Posted on May 6th, 2008 in sadness, surrounded by mommies

ThePlay
Please, if you would, imagine the rest of this post in a sportscaster voice.

Yesterday’s playground snub was so complicated it needs one of those football play diagrams.

I ran into a mom today, someone I’d met only once at a market months ago. (We’ll call her “Mom A” — start at the upper left of the diagram.)

When I first met Mom A she seemed like a true stay-at-home mom, in the sense that she rarely left the house. I would go batshit crazy if I didn’t get Boo out of the house every day, so I encouraged her to come to the playground with us, but she demurred and we never connected afterward.

Fast forward to yesterday: Mom A is not only a confident park-goer but they have a huge circle of friends. Mom A rounds up her peeps and brings them over to meet her friendly stay-at-home dad friend. (Notice how happy I am in the picture! Surrounded by moms and kids!)

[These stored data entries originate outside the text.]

PR #583, opened 2021-04-28
FCCEUD-6.1 Adding new module to pantheon2.yml

stoobie:
@redhataccess/pantheon-developers I forgot to add a new file to pantheon2.yml. This PR adds it.

If all looks well technically, please merge.


benradey (approved):
@stoobie Your change looks good and the import does pick up the new file, but I think there's still the issue with a different file not being included in the repository that we discussed yesterday. I'll merge this in anyway since it's a step in the right direction.

PR #584, opened 2021-04-29
FCCEUD-54.1 Updated pantheon2.yml with filename change

stoobie:
@redhataccess/pantheon-developers Please review and if all looks OK, please merge.


stoobie:
@benradey I think this should take care of any issue with pantheon2.yml. If not, let me know and let's fix them in this PR.

PR #589, opened 2021-05-10
Ccs 3895 git import messaging

grantsydney:
When user imports git repo, alert user if import has failed or was successful.
Screen Shot 2021-05-10 at 5 04 32 PM
Screen Shot 2021-05-10 at 5 05 14 PM


pantheon-bundle/frontend/src/app/search.tsx
```diff
@@ -24,6 +24,8 @@ import { IAppState } from "@app/app"
 import { BulkOperationMetadata } from "./bulkOperationMetadata";
 import { BulkOperationPublish } from "./BulkOperationPublish"
 import { PathPrefixes } from "./Constants";
+import GitImportAlert  from "@app/GitImportAlert"
```
xdavidson, line 27: Why do we import GitImportAlert in search?

PR #594, opened 2021-05-17
CCS-3895-git-import-messaging-update

grantsydney:
handle error when status key is returned for git import but no master branch exists


pantheon-bundle/frontend/src/app/contexts/GitImportContext.tsx
```diff
@@ -120,12 +120,23 @@ export function GitImportProvider({ children }: IGitImportProviderProps) {
...
+            let singleUpload
+            if (json.status === "done") {
+              singleUpload = {
+                id: Date.now(),
+                totalFiles: json.total_files_uploaded,
+                repoName: repository,
+                success: true
+              };
+            }
+            if (json.status === "error") {
```
xdavidson, line 132: can we change line 132 to else if?

xdavidson (approved):

PR #596, opened 2021-05-18
CCS-4183  Deliver Pre-Live URLs

benradey:


pantheon-bundle/frontend/src/app/contentDisplay.tsx
```diff
@@ -109,15 +111,32 @@ class ContentDisplay extends Component<any, IModuleDisplayState | IAssemblyDispl
...
                         {this.state.lastPublishDate.trim() !== "" && this.state.lastPublishDate !== "-"
                             && this.state.variantUUID !== ""
                             && this.state.portalUrl !== ""
+                            && this.state.portalUrlType === "LIVE"
                             && <span><a id="permanentURL" onClick={this.copyToClipboard} onMouseLeave={this.mouseLeave}>Copy permanent URL  <CopyIcon /></a></span>
                         }
+                        {this.state.variantUUID !== ""
+                            && this.state.portalUrl !== ""
+                            && this.state.portalUrlType === "PRELIVE"
+                            && <span><a id="permanentURL" onClick={this.copyToClipboard} onMouseLeave={this.mouseLeave}>Copy pre-live URL  <CopyIcon /></a></span>
```
xdavidson, line 133: Does the pre-live URL look different from the permanent URL?

xdavidson: when there are more than one urls to copy, i think we are supposed to use a dropdown:
https://marvelapp.com/prototype/70e251a/screen/67615882
https://www.patternfly.org/v4/components/dropdown

benradey: The pre-live URL would likely not look any different. The only difference is the wording of the label shown through the UI, to remind authors that the URL would change if they change the product metadata.

We don't need to use a dropdown because there's only one URL to copy. The code is surrounded by conditionals and only one conditional will evaluate to true at a time.

I think that addresses your concerns, but let me know if there's something I missed.

pantheon-bundle/src/main/java/com/redhat/pantheon/servlet/sitemap/SiteMapServlet.java
```diff
@@ -116,11 +117,12 @@ private void writeXML(Resource resource, XMLStreamWriter xmlStream, SlingHttpSer
...
         // Process external url
         if (System.getenv(PORTAL_URL) != null) {
-            UrlProvider provider = new CustomerPortalUrlUuidProvider();
             documentVariant = resource.adaptTo(DocumentVariant.class);
 
             if (documentVariant != null && documentVariant.released().isPresent()) {
-                locPath = provider.generateUrlString(documentVariant);
+                try {
+                    locPath = new CustomerPortalUrlUuidProvider(documentVariant).generateUrlString();
+                } catch (UrlException e) {}
```
xdavidson, line 125: can we at least log the message for the exception?

pantheon-bundle/src/main/java/com/redhat/pantheon/servlet/util/ServletHelper.java
```diff
@@ -169,8 +170,12 @@ public static void setAssemblyData(Resource resource, List<HashMap<String, Strin
         }
         if (assemblyVariant.released().isPresent() && System.getenv(PORTAL_URL) != null) {
             // Add Customer Portal view_uri
-            String view_uri = new CustomerPortalUrlUuidProvider().generateUrlString(assemblyVariant);
-            assemblyVariantDetails.put("view_uri", view_uri);
+            try {
+                String view_uri = new CustomerPortalUrlUuidProvider(assemblyVariant).generateUrlString();
+                assemblyVariantDetails.put("view_uri", view_uri);
+            } catch (UrlException e) {
+                // TODO - add error stuff here
```
xdavidson, line 177: please consider log the message

pantheon-bundle/frontend/src/app/contentDisplay.tsx
xdavidson: if only one url is displayed, then I'm fine without the dropdown.

benradey:
@xdavidson I adding logging statements, what do you think?

xdavidson (approved):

I feel like I’m totally holding my own in this housemom conversation. I nod appreciatively at pregnancy stories. I toss in wry, humorous observations. I share raisins. I get that feeling so rare for me at the playground of being, y’know, included.

Then, and right in front of me, the ladies start planning a beach playdate. At first I think, “Wow, they’re already including me in their circle!” Soon, though, it becomes clear that I’m not invited. I suppose it doesn’t occur to them that I am sitting right there, another at-home parent in the market for daytime activities. But remember the old rule not to invite people to something in the presence of people who aren’t invited? Well, they didn’t.

It was the dads of mystery who anti-invited me to something last time. And just like that time, I don’t think the omission was malicious — more like I’m not even there to invite.

21 Responses to “In-frikkin’-visible”

  1. Thanks for the helpful diagram but so sorry about the snub. I have become obsessed with trying to understand why a group of women whose children (the same age as my child) have been taking the same park district classes as mine for two years now seemingly refuse to acknowledge my existence. I’ve made all the overtures I can — How old is she? Oh, I love that little shirt! When is your second due? and etc., but I literally get one-word answers in return.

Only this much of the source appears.